Task material:

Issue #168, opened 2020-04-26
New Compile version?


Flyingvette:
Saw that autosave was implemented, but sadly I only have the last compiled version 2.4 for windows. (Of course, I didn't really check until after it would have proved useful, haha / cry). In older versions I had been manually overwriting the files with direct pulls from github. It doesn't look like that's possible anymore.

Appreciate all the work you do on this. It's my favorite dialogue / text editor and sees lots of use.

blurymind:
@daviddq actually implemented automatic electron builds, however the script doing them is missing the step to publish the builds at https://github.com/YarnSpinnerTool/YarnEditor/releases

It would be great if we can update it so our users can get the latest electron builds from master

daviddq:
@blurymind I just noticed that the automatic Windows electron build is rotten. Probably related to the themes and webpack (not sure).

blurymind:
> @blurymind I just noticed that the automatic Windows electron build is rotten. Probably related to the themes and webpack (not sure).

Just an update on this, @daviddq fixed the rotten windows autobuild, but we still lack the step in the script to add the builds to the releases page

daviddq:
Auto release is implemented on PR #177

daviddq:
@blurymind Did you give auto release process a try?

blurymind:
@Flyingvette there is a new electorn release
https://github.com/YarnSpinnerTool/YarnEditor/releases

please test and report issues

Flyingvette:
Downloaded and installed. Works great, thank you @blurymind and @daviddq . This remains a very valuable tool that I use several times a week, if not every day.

What the exercise asks: Read the listing. Copy each line that has the word "rotten" in it.

Expected answer:
@blurymind I just noticed that the automatic Windows electron build is rotten. Probably related to the themes and webpack (not sure).
> @blurymind I just noticed that the automatic Windows electron build is rotten. Probably related to the themes and webpack (not sure).
Just an update on this, @daviddq fixed the rotten windows autobuild, but we still lack the step in the script to add the builds to the releases page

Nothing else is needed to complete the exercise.